Set down, please, exactly the lines below that run from the line with "PR #1184, opened 2019-01-21" to the line with "- [ ] Notice that when", both lines included.

[[ SOURCE MATERIAL, beginning ]]

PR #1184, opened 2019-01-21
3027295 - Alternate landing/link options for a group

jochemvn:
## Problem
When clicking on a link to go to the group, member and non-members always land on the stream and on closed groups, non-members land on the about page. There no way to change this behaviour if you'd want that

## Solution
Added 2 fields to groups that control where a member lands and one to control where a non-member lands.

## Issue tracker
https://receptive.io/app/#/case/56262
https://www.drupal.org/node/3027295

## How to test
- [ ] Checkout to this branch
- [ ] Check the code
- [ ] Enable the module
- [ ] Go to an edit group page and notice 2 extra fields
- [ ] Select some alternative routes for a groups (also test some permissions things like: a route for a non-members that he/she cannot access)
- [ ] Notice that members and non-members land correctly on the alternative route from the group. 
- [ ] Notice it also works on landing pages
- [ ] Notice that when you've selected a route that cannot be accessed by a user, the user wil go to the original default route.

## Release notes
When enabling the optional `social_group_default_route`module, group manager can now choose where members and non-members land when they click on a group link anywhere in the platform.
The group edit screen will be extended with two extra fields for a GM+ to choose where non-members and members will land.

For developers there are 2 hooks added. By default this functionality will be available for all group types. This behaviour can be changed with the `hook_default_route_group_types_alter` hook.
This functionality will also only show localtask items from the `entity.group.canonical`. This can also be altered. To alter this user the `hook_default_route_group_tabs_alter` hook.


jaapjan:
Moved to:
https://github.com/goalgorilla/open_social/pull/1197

[[ SOURCE MATERIAL, end ]]
[[ SOURCE MATERIAL, beginning ]]

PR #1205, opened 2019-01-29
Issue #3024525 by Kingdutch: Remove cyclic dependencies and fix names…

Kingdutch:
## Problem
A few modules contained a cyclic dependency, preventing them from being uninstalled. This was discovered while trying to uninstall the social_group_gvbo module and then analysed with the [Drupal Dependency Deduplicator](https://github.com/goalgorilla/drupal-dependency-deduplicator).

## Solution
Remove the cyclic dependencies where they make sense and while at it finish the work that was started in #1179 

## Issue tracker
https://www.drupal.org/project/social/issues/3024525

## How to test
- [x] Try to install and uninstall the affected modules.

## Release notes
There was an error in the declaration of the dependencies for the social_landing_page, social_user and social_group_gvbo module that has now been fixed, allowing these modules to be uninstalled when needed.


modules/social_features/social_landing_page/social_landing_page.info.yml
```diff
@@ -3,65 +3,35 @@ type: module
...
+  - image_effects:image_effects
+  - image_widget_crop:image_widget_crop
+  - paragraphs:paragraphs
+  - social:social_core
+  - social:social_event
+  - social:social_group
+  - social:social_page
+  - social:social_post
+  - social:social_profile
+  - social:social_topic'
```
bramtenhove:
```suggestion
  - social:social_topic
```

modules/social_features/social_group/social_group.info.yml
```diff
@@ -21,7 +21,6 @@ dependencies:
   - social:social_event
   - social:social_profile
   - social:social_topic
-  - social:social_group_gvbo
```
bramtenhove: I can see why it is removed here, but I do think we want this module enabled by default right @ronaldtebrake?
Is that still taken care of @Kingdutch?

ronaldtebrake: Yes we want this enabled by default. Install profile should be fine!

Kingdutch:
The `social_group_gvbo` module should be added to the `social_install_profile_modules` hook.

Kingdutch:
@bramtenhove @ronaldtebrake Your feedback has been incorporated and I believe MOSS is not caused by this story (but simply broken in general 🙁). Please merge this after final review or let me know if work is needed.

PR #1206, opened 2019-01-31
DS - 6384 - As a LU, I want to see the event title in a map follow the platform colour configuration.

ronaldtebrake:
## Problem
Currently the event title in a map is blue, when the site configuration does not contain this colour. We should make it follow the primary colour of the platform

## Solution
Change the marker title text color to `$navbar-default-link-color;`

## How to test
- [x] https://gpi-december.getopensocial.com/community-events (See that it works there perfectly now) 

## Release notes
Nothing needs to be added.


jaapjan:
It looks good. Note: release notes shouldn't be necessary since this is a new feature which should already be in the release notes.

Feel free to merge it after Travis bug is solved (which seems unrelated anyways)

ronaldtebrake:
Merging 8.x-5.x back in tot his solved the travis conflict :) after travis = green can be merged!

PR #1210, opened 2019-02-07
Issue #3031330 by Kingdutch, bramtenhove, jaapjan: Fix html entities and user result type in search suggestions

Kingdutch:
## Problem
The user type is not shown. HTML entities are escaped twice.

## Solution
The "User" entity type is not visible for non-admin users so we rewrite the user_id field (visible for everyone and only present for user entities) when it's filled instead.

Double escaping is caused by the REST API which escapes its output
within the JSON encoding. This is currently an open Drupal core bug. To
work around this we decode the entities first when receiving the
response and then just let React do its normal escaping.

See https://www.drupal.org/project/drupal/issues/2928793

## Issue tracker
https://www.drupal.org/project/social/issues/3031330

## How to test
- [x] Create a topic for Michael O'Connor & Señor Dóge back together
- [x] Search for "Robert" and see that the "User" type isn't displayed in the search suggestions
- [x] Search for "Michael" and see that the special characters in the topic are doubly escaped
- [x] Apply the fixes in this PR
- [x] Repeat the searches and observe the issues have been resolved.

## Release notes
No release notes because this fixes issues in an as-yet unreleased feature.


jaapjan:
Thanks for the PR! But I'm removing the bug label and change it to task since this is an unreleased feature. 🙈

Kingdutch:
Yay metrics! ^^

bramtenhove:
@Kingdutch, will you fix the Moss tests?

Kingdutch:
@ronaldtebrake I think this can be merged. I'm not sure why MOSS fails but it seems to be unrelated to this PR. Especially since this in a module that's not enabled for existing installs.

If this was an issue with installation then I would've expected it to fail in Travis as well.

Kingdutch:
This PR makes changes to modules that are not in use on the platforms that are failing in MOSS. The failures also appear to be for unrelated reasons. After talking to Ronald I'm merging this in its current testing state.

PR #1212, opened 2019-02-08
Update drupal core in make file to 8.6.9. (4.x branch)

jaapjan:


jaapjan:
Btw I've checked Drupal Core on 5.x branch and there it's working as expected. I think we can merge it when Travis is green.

[[ SOURCE MATERIAL, end ]]

* [RESULT OF THIS EXERCISE]
PR #1184, opened 2019-01-21
3027295 - Alternate landing/link options for a group

jochemvn:
## Problem
When clicking on a link to go to the group, member and non-members always land on the stream and on closed groups, non-members land on the about page. There no way to change this behaviour if you'd want that

## Solution
Added 2 fields to groups that control where a member lands and one to control where a non-member lands.

## Issue tracker
https://receptive.io/app/#/case/56262
https://www.drupal.org/node/3027295

## How to test
- [ ] Checkout to this branch
- [ ] Check the code
- [ ] Enable the module
- [ ] Go to an edit group page and notice 2 extra fields
- [ ] Select some alternative routes for a groups (also test some permissions things like: a route for a non-members that he/she cannot access)
- [ ] Notice that members and non-members land correctly on the alternative route from the group. 
- [ ] Notice it also works on landing pages
- [ ] Notice that when you've selected a route that cannot be accessed by a user, the user wil go to the original default route.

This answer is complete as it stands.